Reinforcement learning - JUNE 29TH 2024
One of the most important parts of reinforcement learning is the reward function, which is pretty obvious, how else would we feed the lil robot treats for winning?
Anyway, in working with css AI I realized 2 things,
1) i'm an idiot
2) the gymnasium library really makes RL look easy!!
I mean, if the game already had a wrapper for it, i'd be living wonderfully, unfortunately, it doesn’t!
How do you even define a reward for css surf?? Obviously we want to go fast, and go fast in the forward direction, but what about when we turn to go sideways?
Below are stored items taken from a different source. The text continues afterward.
PR #2618, opened 2023-01-27
Update sdk docs

sergei-maertens:
This completes the documentation improvements - Storybook points to the RTD docs and vice versa.


INSTALL.rst
```diff
@@ -4,9 +4,16 @@ Installation
...
+the `documentation <https://open-forms.readthedocs.io/en/stable/installation/>`_ for
+alternative installation methods.
 
-The project is developed in `Python`_ using the `Django framework`_.
+.. note:: The `Developer documentation`_ on Read the Docs provides working internal
+   links, in case you are reading this on Github or elsewhere.
+
+The (backend) project is developed in `Python`_ using the `Django framework`_.
+
+For the SDK (frontend), see the `Storybook <https://open-formulieren.github.io/open-forms-sdk/>`_
```
svenvandescheur, line 15: Can we elaborate a bit more whether this applies to developing custom application using the sdk?

svenvandescheur (approved):

INSTALL.rst
sergei-maertens: It's not there yet, but we should strive towards that, yes. Plain markdown documentation pages in Storybook should make that possible.

PR #2647, opened 2023-02-03
[#2641] Fix checking domains for links in emails

### LINKED ISSUE #2641: E-mail confirmation template domain check should not include subdomains (www. etc.)

latest

The email template field for forms checks if domains are present in the allowed domains "whitelist". however this whitelist tells the the admin the exclude http://www from these domains. 
When a form designer in turn tries to add a link to the confirmation email they will receive an error telling them the domain they used in the link is not in de allowed list:
Allowed domain entry: exampledomain.com
Link in email: https://www.exampledomain.com/destination
Error: Domain is not present in allowed domain list: www.exampledomain.com

URLSanitationValidator uses netloc but should use tld to check domains in whitelist

SilviaAmAm:
Fixes #2641 

See the note about caching for `tldextract`: https://github.com/john-kurkowski/tldextract#note-about-caching
Questions: 
- Shall we keep the runtime bootstrapping behaviour? 
- How do we deal with updating the file with the suffixes? 
- Should we set the env var `TLDEXTRACT_CACHE`?

### DIFF
--- a/requirements/base.in
+++ b/requirements/base.in
@@ -30,6 +30,7 @@ semantic-version
 tabulate
 weasyprint
 zeep
+tldextract
 # Pinned setuptools to a version lower than 58 to allow pyzmail36 to be
 # installed, as required by django-yubin.
 setuptools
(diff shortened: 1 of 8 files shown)


SilviaAmAm:
Discussed with Chris: let's go for the simpler solution of 
```python
any(parsed.netloc.endswith(domain) for domain in allowlist)
```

And after all of that, how do we let the agent know what path ISN’T a drop to its death without just giving it the path to go?
While an experienced engineer would probably recognize all of these issues quickly and work to fix them, I'm an idiot!
I began by simply feeding the position and angle of the player into the model, while this worked kind of when my reward function only wanted it to move fast, I recognized as i moved on that I should probably
1) read info directly from memory, instead of from a console log
2) Give it eyes!
I mean what kind of ‘observation’ is it if the poor guy can’t even see??
So i need to embed both transform data and a screenshot at each observation in one tensor, then act on that, probably easy to do right?
It was pretty easy to add this, just needed to move some stuff around, now the model consists of conv2d layers for processing the image, which is just a 512x512 screenshot in greyscale, and some linears for the positional data, which is just 6 items (xyz pos/angle).
This, along with a revamped reward function seemed to improve the model, and the time-to-first-surf was lowered. I also reworked how I grabbed the positional data, and made a sourcemod plugin to allow me to grab all the info at any moment using rcon, which proved to be very reliable.
Another thing is that i'm using an epsilon-greedy agent to train this model, but perhaps some other agent architecture would be more suitable, I’ll look into it if i return to this project.
Things i learnt from this:
RL is more about determining a good reward function than anything
It can be slow and painful
Starting the model with some supervised learning is FINE, especially when you need to teach it some crucial mechanics. Obviously for a situation like this,it's not as critical, however if we look at something like a self-driving car, you wouldn’t want to risk this kind of stuff.
This was a fun experiment, and I will probably return to it one day, however I think my current perspective isn’t correct to solve this problem, which is fine.